Please output, without any change, the lines of the material below from the very first through the one with "This commit adds".
**** ENTRIES SUPPLIED ****
PR #54, opened 2020-01-09
Added support for Sentry

jnschaeffer:
This commit adds support for Sentry error reporting via a new `sentry` package, as well as error reporting at certain key locations in the CCM. Consumers are expected to only use the `sentry` package, and not the Sentry SDK directly. Functions log errors on failure rather than return error values; as a result, consumers should not assume all captured errors are being sent to Sentry.


phillc:
It feels odd for this to be Sentry specific. Feels like some sort of interface around error logging that can be injected can be refactored to in the future.

There is a TODO still in the code.

phillc:
I feel like some of this can be cleaned up with a 
`defer if err != nil { Sentry... }`

sentry/sentry.go
```diff
@@ -0,0 +1,82 @@
...
+
+	return sentry.SetHubOnContext(ctx, hub)
+}
+
+// getHubFromContext gets the current Sentry hub from the given context. If the context is missing a
+// Sentry hub, this function logs an error and returns nil. If Sentry has not been initialized, this
+// function also returns nil.
+func getHubFromContext(ctx context.Context) *sentry.Hub {
+	if !initialized {
+		glog.V(3).Info("getHubFromContext: Sentry not initialized")
```
asauber: Let's make this V5. A lot of users run with `--v=3` and I would rather not have this clutter up their logs.

cloud/linode/instances.go
```diff
@@ -108,15 +147,24 @@ func (i *instances) CurrentNodeName(_ context.Context, hostname string) (types.N
...
 	}
+
+	sentry.SetTag(ctx, "linode_id", id)
+
 	_, err = linodeByID(ctx, i.client, id)
 	if err == nil {
 		return true, nil
 	}
 
+	// TODO: Should we capture an error here?
```
asauber: since we're not capturing errors for any of the un-exported methods here, yes, let's capture this error

cloud/linode/loadbalancers.go
```diff
@@ -233,6 +267,10 @@ func (l *loadbalancers) deleteUnusedConfigs(ctx context.Context, nbConfigs []lin
 //
 // EnsureLoadBalancerDeleted will not modify service.
 func (l *loadbalancers) EnsureLoadBalancerDeleted(ctx context.Context, clusterName string, service *v1.Service) error {
+	ctx = sentry.SetHubOnContext(ctx)
+	sentry.SetTag(ctx, "cluster_name", clusterName)
+	sentry.SetTag(ctx, "service", service.Name)
+
 	_, exists, err := l.GetLoadBalancer(ctx, clusterName, service)
 	if err != nil {
 		return err
```
asauber: this error is worth capturing as well

jnschaeffer: `GetLoadBalancer` already captures errors, since it can also be called on its own, which is why the error isn't captured there. I should document that, though.

cloud/linode/instances.go
jnschaeffer: Done!

cloud/linode/loadbalancers.go
asauber: right, I see that, this looks good then.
****
WRITTEN REPLY
PR #54, opened 2020-01-09
Added support for Sentry

jnschaeffer:
This commit adds support for Sentry error reporting via a new `sentry` package, as well as error reporting at certain key locations in the CCM. Consumers are expected to only use the `sentry` package, and not the Sentry SDK directly. Functions log errors on failure rather than return error values; as a result, consumers should not assume all captured errors are being sent to Sentry.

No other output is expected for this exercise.